A suburban township in the upper Midwest U.S. buys its drinking water from a major municipal water district. The township’s water distribution system network has four connections to the larger municipality’s water transmission main. The municipality has many customers and has implemented contracts with each of its wholesale customers that limit the peak flows and times of day in which they may occur. If the wholesale customer exceeds the limit, it is assessed significant surcharges.
Because of the potential surcharges, the wholesale customers can financially justify investing in solutions to better control their water demand, minimize usage peaks and control the times of day they occur. These measures include employing elevated water storage towers, as well as control valves at each of the connections to the municipal provider’s transmission main.
The major municipal water district owns and operates “metering pits” with magmeters immediately upstream of the control vaults owned by each customer. However, as a rule, the signals from these meters are not made available to the wholesale customers on a real-time basis. Wholesale water customers are only given data-log summary reports from these meters on a routine schedule for billing purposes.
Without a method of measuring flows or getting flow rate data from the water district in advance, the township customer had no means of knowing, in real time, the amount of flow it drew from the transmission main. Therefore, it did not know if or when it was exceeding the contractual peak flow rate limits and incurring surcharges from the water district until it was billed.
The township customer needed to know the flow rate at each of its four connections to the transmission main so it could control how much was being drawn at each site. It also needed the total flow from the municipality’s transmission main, so it did not exceed its contractual peak demand.
The control vaults were initially installed without flowmeters. The intention was to use control valve position and upstream/downstream (differential) pressure readings to estimate the flow through the control valve using the characteristic curve of the valve. This proved to be too complicated and cumbersome for the SCADA system to effectively implement.
The local Siemens representative worked with the township and its engineer to find a solution to measure the flow rate and totalize the volume of flow at each of the customer’s control vault sites. The most significant challenge was the piping configuration.
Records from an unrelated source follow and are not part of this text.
PR #3541, opened 2021-10-10
Improve contributing instructions

felixfontein:
##### SUMMARY
I'm proposing to add two more points to the contributing instructions:
1. Avoid code reformatting of unrelated parts in PRs;
2. Avoid creating PRs with multiple new plugins/modules.

Both are annoying from a reviewer's point of view. The second is already recommended against somehwere in the Ansible docs, but it's not so easy to find (and I've seen too many PRs which still do it, probably most never found that piece of information).

CC @Ajpantuso @Andersson007 @russoz 

##### ISSUE TYPE
- Docs Pull Request

##### COMPONENT NAME
CONTRIBUTING.md


Andersson007:
I think it would be great to have this in the docs in https://github.com/ansible/community-docs/. Could you add them to there too? (if you have no time / interest to it, please let me know)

All of the vaults were previously constructed without provisions for a flowmeter, as the control valve vaults are tight.
The Siemens representative used an ultrasonic clamp-on flowmeter demonstration kit to show the technology to the township, and prove that it would reliably meet its objectives. The vault with the worst piping configuration was selected for the demonstration. That would show that if the flowmeter worked in the worst site, it would work at the other three sites as well. However, if the Siemens flowmeter did not work at that site, the township would need to look at alternate flow measurement technology for a solution.
Within minutes of arriving on site, the unit was installed and providing reliable readings. It was allowed to log for a period of three days. After that, it was retrieved and compared to the readings from a competitive magmeter in the municipal water provider’s metering pit.
The logger on the Siemens clamp-on flowmeter provides information on the quality of the velocity and flow measurements. This logged information helped establish and solidify the confidence of the township and the engineer that the clamp-on meter would work for these applications.
Key benefits of the flowmeter included:
- The capability to make the tough measurements and provide information on the quality of those measurements;
- Service from the local Siemens representative;
- The field service to install the transducers on the pipe and commission the transmitters; and
- Assistance with evaluation of ultrasonic clamp-on flowmeter versus magmeters owned by the water district. The major water district supported the ultrasonic clamp-on technology used by the township customer after it attended a Siemens Level & Flow Seminar held in its district.
If it was not able to use the Siemens ultrasonic clamp-on flowmeters, the customer would have had to excavate and install a below-grade vault to house a magmeter and associated isolation and bypass valves, along with conduit and wiring, at each of these four sites. This would have required cutting the water pipe and then going through a cumbersome disinfection process, both of which would have required lengthy permitting and costly testing. Further, some of the sites had little or no room to accommodate such a structure or piping modifications. It is estimated these modifications would have cost more than $250,000. In comparison, the customer ended up spending $25,000 for the meters, and field service to install some conduit from the pipe to an existing above-grade SCADA panel.
The customer already had made improvements to the distribution system and installed four new control vaults. Its construction contracts were closing and it could not use its water tower until the new flow controls were added. Time was a critical factor. The customer saved three to six months by using the clamp-on flowmeters instead of having to construct new vaults to house magmeters.
Now that the meters are in place, the customer can control how much water it is taking from the water district at each of these four locations, and ensure it does not exceed its contractual peak. It also can now properly manage the fill and draw of its elevated storage tank to offset peak demands, and fill the tank to store water during periods of low demand.